## Exercise directions
Extract all lines that hold "good" from the records below.

[[ Supplied material, beginning ]]

PR #253, opened 2024-01-24
Add built-in support for rustls-platform-verifier

djc:
r? @ComplexSpaces

### DIFF
--- a/src/config.rs
+++ b/src/config.rs
@@ -1,4 +1,11 @@
-#[cfg(any(feature = "rustls-native-certs", feature = "webpki-roots"))]
+#[cfg(feature = "rustls-platform-verifier")]
+use std::sync::Arc;
+
+#[cfg(any(
+    feature = "rustls-platform-verifier",
+    feature = "rustls-native-certs",
+    feature = "webpki-roots"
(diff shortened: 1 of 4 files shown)


src/config.rs
```diff
@@ -7,6 +14,10 @@ use rustls::{ClientConfig, ConfigBuilder, WantsVerifier};
 /// This adds methods (gated by crate features) for easily configuring
 /// TLS server roots a rustls ClientConfig will trust.
 pub trait ConfigBuilderExt {
+    /// Use the platform's native verifier to verify server certificates.
```
cpu, line 17: WDYT about putting a link to the platform verifier crate here? I think it might be non-obvious what platforms are supported, or what the various per-platform capabilities are. Duplicating that info here will be problematic, but we could at least give a pointer to the platform verifier repo/docs.

cpu (approved):

src/config.rs
djc: Done.

complexspaces (commented):
It seems like I'm late to reviewing this, but this looks good to me as well 👍

PR #255, opened 2024-02-19
Cargo.toml: add aws-lc-rs feature as crypto backend

BiagioFesta:


cpu (commented):
It seems reasonable to expose this so that the default ring feature can be disabled and aws-lc-rs enabled :+1: 

> rustls / Build+test (windows-latest, stable) (pull_request) Failing after 3m
> ..
>   -- Didn't find assembler

I think CI will need adjusting to [add some extra build deps](https://github.com/rustls/rustls/blob/fdf71f8ed046d1e8680aa02858b22d69c36b41fb/.github/workflows/build.yml#L42-L48) for Windows.

cpu (approved):
Thanks

djc (approved):

PR #259, opened 2024-03-15
feat: add a builder() method to HttpsConnector

Fishrock123:
It's become very idiomatic to have the builder api be accessed this way.

### DIFF
--- a/src/connector.rs
+++ b/src/connector.rs
@@ -28,6 +28,13 @@ pub struct HttpsConnector<T> {
 }
 
 impl<T> HttpsConnector<T> {
+    /// Creates a [`crate::HttpsConnectorBuilder`] to configure a `HttpsConnector`.
+    ///
+    /// This is the same as [`crate::HttpsConnectorBuilder::new()`].
+    pub fn builder() -> builder::ConnectorBuilder<builder::WantsTlsConfig> {
+        builder::ConnectorBuilder::new()
+    }
+
     /// Force the use of HTTPS when connecting.
     ///
     /// If a URL is not `https` when connecting, an error is returned.


Fishrock123:
Not quite sure how to make rustdoc link those references correctly? 😕

djc:
See https://github.com/rustls/hyper-rustls/pull/260#issuecomment-2003318005.

Fishrock123:
This PR could just as well be completely unrelated from the other two.

This is not _necessary_ but is a common API idom for builder APIs in Rust.

djc (approved):
Fair point! I think this is a good change.

Tiny nit: as a constructor of sorts (even if indirectly), I would prefer we move `builder()` before `enforce_https()`.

[[ Supplied material, end ]]

## Solution for this problem
It seems like I'm late to reviewing this, but this looks good to me as well 👍
Fair point! I think this is a good change.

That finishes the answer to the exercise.